| RECORDS FOR THIS TASK |
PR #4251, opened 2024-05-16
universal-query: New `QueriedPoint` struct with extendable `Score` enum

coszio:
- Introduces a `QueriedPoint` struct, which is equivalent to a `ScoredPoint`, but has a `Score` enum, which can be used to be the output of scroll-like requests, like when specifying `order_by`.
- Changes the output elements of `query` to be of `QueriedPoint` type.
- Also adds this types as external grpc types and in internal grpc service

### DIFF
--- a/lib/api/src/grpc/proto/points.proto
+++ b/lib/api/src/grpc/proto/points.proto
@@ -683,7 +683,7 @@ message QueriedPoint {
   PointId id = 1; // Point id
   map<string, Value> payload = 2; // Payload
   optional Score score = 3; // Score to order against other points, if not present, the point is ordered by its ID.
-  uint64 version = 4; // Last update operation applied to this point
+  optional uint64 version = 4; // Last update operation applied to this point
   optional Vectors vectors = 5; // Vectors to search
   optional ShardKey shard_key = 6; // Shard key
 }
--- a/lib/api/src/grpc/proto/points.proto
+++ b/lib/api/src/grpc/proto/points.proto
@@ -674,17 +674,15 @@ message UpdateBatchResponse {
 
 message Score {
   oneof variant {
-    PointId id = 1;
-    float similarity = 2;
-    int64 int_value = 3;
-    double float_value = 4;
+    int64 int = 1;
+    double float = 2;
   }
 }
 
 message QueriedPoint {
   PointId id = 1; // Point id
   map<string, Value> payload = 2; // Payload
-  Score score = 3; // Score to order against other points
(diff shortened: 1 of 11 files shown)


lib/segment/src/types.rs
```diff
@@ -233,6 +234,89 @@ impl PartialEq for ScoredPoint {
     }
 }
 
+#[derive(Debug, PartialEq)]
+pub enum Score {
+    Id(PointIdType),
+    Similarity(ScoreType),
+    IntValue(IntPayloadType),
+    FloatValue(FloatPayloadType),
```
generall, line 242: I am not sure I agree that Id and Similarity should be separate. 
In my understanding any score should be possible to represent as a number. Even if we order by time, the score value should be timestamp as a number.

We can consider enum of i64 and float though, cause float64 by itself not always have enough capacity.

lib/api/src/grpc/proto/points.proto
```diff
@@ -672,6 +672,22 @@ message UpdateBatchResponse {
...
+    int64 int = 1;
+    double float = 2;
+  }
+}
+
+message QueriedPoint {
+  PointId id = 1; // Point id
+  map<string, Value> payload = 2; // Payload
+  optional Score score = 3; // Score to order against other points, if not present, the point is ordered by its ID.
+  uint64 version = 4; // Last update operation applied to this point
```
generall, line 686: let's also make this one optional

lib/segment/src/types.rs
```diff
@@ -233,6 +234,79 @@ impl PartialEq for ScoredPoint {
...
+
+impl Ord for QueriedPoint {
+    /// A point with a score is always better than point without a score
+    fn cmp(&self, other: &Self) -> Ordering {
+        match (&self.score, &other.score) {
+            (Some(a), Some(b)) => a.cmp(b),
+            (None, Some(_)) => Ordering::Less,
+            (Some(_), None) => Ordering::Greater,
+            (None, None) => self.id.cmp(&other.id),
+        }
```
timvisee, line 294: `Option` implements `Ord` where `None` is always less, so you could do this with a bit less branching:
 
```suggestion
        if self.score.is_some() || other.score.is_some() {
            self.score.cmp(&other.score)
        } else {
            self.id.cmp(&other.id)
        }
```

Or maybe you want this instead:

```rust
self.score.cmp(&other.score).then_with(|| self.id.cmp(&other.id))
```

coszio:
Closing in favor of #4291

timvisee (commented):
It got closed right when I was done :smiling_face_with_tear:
---
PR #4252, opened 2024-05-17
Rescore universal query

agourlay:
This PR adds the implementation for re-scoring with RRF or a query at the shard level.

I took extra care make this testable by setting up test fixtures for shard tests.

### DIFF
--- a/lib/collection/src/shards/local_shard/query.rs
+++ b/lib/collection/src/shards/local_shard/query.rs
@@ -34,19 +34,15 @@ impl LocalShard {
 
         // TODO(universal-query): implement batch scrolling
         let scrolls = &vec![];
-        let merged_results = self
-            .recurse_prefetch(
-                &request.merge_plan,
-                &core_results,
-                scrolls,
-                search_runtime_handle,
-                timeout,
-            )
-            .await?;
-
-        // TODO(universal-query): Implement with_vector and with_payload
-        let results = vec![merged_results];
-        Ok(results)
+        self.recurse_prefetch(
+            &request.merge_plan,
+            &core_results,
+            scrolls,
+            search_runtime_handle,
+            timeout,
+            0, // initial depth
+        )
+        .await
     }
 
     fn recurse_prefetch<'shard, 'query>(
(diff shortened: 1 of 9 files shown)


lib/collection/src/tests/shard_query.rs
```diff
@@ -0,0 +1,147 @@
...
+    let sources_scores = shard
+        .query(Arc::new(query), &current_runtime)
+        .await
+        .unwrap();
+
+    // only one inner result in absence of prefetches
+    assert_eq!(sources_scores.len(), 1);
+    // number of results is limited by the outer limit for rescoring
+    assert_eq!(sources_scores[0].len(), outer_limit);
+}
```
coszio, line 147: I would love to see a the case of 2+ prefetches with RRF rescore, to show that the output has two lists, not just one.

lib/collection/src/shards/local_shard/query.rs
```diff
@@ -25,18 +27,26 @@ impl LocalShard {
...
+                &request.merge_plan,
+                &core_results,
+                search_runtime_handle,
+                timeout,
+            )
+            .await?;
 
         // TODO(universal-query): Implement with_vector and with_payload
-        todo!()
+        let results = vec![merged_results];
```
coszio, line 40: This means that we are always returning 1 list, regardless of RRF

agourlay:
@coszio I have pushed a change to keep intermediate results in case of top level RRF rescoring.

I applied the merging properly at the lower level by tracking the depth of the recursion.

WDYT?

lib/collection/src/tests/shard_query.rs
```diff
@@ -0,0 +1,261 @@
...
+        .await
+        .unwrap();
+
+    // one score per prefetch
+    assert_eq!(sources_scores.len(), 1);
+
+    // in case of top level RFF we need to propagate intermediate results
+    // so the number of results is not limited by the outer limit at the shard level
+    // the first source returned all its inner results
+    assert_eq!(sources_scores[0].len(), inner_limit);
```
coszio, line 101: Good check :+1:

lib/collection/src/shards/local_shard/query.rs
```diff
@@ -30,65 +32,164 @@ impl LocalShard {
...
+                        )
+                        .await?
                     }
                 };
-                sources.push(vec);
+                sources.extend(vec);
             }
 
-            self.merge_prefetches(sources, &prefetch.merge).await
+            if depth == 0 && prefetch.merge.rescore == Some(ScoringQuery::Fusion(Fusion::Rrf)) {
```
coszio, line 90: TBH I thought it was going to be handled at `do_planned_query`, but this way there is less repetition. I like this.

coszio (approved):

| EXERCISE DIRECTIONS |
From the entries above, give again exactly the lines running from the line with "PR #4251, opened 2024-05-16" to the line with "-683,7 +683,7 @@"; include both of those lines.

| REPLY |
PR #4251, opened 2024-05-16
universal-query: New `QueriedPoint` struct with extendable `Score` enum

coszio:
- Introduces a `QueriedPoint` struct, which is equivalent to a `ScoredPoint`, but has a `Score` enum, which can be used to be the output of scroll-like requests, like when specifying `order_by`.
- Changes the output elements of `query` to be of `QueriedPoint` type.
- Also adds this types as external grpc types and in internal grpc service

### DIFF
--- a/lib/api/src/grpc/proto/points.proto
+++ b/lib/api/src/grpc/proto/points.proto
@@ -683,7 +683,7 @@ message QueriedPoint {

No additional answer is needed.